For this study, we opted to examine pure samples and 50/50 mixtures. The choice was made considering that the measurements necessitate extended periods and could be susceptible to the release of water from the matrix. ¹H NMR measurements were performed on 4-100, 8-100, 13-100, 18-100, 20-100, 4-50, 8-50, 13-50, and 20-50 samples. The T₁ experimental curves were fitted with a model that considers a single exponential recovery of the magnetization, and the T₂ experimental curves were fitted with a model that implements the sum of different exponential decays (up to 3 components) by means of Microcal Origin software. In the case of T₂ curves, the Uniform PENalty (UPEN) inversion algorithm, which performs the inverse Laplace transform on multi-exponential relaxation curves, giving back the T₂ times distribution, was also used.

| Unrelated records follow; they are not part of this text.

Issue #2184, opened 2016-10-15
Filter for displaying component group data


nicolasfagotti:
When many components are added, is difficult to focus on specific data. It would be nice to have a way to filter the component group information without disrupting whole site functionality.

jbrooksuk:
Thank you for your input on Cachet 2.x. We are shifting our attention and resources to Cachet 3.x and will no longer be supporting the 2.x version. If your feedback or issue is relevant to the 3.x series, we encourage you to engage with the new branch.

For more information on the Cachet rebuild and our plans for 3.x, you can read the announcement [here](https://github.com/CachetHQ/Cachet/discussions/4342).

We appreciate your understanding and look forward to your contributions to the new version.

PR #2185, opened 2016-10-15
Component filter

nicolasfagotti:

4.11. Dosimetric Application

4.11.1. Fricke Hydrogel Dosimeter Preparation

The PVA-GTA-FG dosimeters were prepared according to the hydrogel preparation described in Section 4.2 by infusing a “Fricke solution” composed of SA, FAS, and XO instead of the SA solution. The gel solution was poured into standard spectrophotometry cuvettes (10 mm optical path), closed with plastic stoppers, and sealed with Parafilm™. After the preparation, PVA-GTA-FG dosimeters were kept refrigerated at a temperature of 6 °C for one day and brought back to room temperature 1 h before irradiation.

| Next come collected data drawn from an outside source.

PR #2192, opened 2016-10-17
Template overview broken when templates exists

coupej:
Due to a typo in the routing table the dashboard/templates page breaks once there are
templates available. Once the typo is resolved everything works as
expected


jbrooksuk:
Awesome, thank you!

PR #1157, opened 2026-05-20
Fixed LD Library Path

urtiwari:
RVS failed to run as the LD library path was not right


frepaul (approved):
Ok with this change, but I would recommend splitting the tests orchestration and workflow into two sperate files.

PR #1173, opened 2026-06-01
fix typerror on local runner with older python

frepaul:
## Motivation

Fix typeerror with local runner running on python-3.8

## Technical Details

TypeError: 'type' object is not subscriptable on line 6 of the inline script is from list[str] annotations. That syntax needs Python 3.9+. Removing Python 3.9+ type hints (list[str]) the self-hosted runner uses Python 3.8.

## Test Plan

Functional active branch nightly running on local runner.
## Test Result

NA


manoj-freyr (approved):
looks good

PR #1175, opened 2026-06-01
use std filesystem call instead of mkdir

frepaul:
## Motivation

Executing commands have potential security loop hole.

## Technical Details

The final PVA-GTA-FG was composed of PVA (9.1% w/w), SA (25.0 mM), FAS (0.50 mM), XO (0.165 mM), and GTA (26.5 mM).

4.11.2. Fricke Hydrogel Dosimeter Irradiation

Irradiation was carried out with a linear accelerator (LINAC) Varian Clinac-Trilogy (Varian Medical Systems, CA, USA) at “Fondazione IRCCS Istituto Nazionale dei Tumori” of Milano (Italy). The dose–response of the PVA-GTA-FG dosimeters was studied by irradiating the samples at increasing doses up to 18 Gy with 6 MV X-ray beams using dose rates of 9.90 cGy/s.

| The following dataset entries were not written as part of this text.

PR #1178, opened 2026-06-02
Fix broken links in header & footer

yugang-amd:
## Submission Checklist

### DIFF
--- a/docs/conf.py
+++ b/docs/conf.py
@@ -23,7 +23,7 @@ exclude_patterns = [
 # for PDF output on Read the Docs
 project = "RVS Documentation"
 author = "Advanced Micro Devices, Inc."
-copyright = "Copyright (c) 2023-2025 Advanced Micro Devices, Inc. All rights reserved."
+copyright = "Copyright (c) 2023-2026 Advanced Micro Devices, Inc. All rights reserved."
 version = version_number
 release = version_number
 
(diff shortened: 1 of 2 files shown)


docs/conf.py
```diff
@@ -30,6 +30,21 @@
 html_title = left_nav_title
 extensions = ["rocm_docs"]
 html_theme = "rocm_docs_theme"
-html_theme_options = {"flavor": "rocm"}
+html_theme_options = {
+    "announcement": f"This is ROCm 7.13 technology preview release documentation. For the latest production stream release, refer to <a id='rocm-banner' href='https://rocm.docs.amd.com/en/latest/'>ROCm documentation</a>.",
```
peterjunpark: We can probably remove the announcement banner. RVS is an "extra" and can have a different release cadence from ROCm Core SDK releases.

docs/conf.py
```diff
@@ -30,6 +30,21 @@
...
+    "flavor": "generic",
+    "header_title": f"ROCm Extras",
+    "header_link": f"https://rocm.docs.amd.com/en/7.13.0-preview/components/extras.html",
+    "version_list_link": f"https://rocm.docs.amd.com/en/7.13.0-preview/release/versions.html",
```
peterjunpark: I think we should either remove the version list or create a decoupled one for RVS

yugang-amd: Removed the list for now...

alexxu-amd:
7.2.3 and all past versions are still using rocm standard flavor. Have you checked with Amit/Ram if it is OK to be inconsistent in this case to resolve the deadlink?

frepaul (approved):

yugang-amd:
> 7.2.3 and all past versions are still using rocm standard flavor. Have you checked with Amit/Ram if it is OK to be inconsistent in this case to resolve the deadlink?

Ram/Amit would like RVS to follow similar patterns as we have for Optiq: [What is ROCm Optiq? — ROCm Optiq (Beta) 0.4.0 documentation](https://rocm.docs.amd.com/projects/roc-optiq/en/latest/what-is-optiq.html)

alexxu-amd (approved):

The LINAC was calibrated following the IAEA TRS-398 code of practice (IAEA 2000, Vienna, Austria). In all of the experiments, at least three samples of the same batch were irradiated simultaneously. The samples were placed horizontally within a solid water slab phantom, with the central plane of the cuvettes at a depth of 5 cm from the phantom surface. All of the irradiation procedures were performed using a Source Detector Distance (SDD) of 100 cm (i.e., the distance between the source and the central plane of the cuvettes). The uniformity of dose within the cuvette volumes was achieved by using a 20 cm × 20 cm field size at the position of the dosimeters. The details of the irradiation geometry are available elsewhere [53].

4.11.3. Optical Absorbance Measurements

For dosimetric characterization, the optical absorbance (OA) measurements were performed using a Cary 100 UV-Vis spectrophotometer (Agilent Technologies, Santa Clara, CA, USA) in the wavelength range of 360–720 nm with steps of 1 nm. Since in gel dosimetry, the absorbed dose is correlated to the optical absorbance variation Δ(OA) of the dosimeters, the OA spectra of the samples were collected before and after the irradiation [55]. For quantitative analysis, the integral of optical absorbance variation Σ(OA), i.e., the sum of Δ(OA) between 480 and 620 nm, was chosen as the dosimetric parameter. Furthermore, in order to investigate self-oxidation phenomena, three unirradiated PVA-GTA-FG dosimeters of each different preparation (see Table 6) were subjected to thermal stress proceedings using a thermalized water phantom (described in [54]). Starting from refrigerator temperature, the samples were heated up to 27.0 ± 0.5 °C. After a thermalization time of 15 min, the OA spectra of these samples were measured at regular times t_i, starting from t₀ = 0 up to t_f = 120 min, at approximately 15 min steps.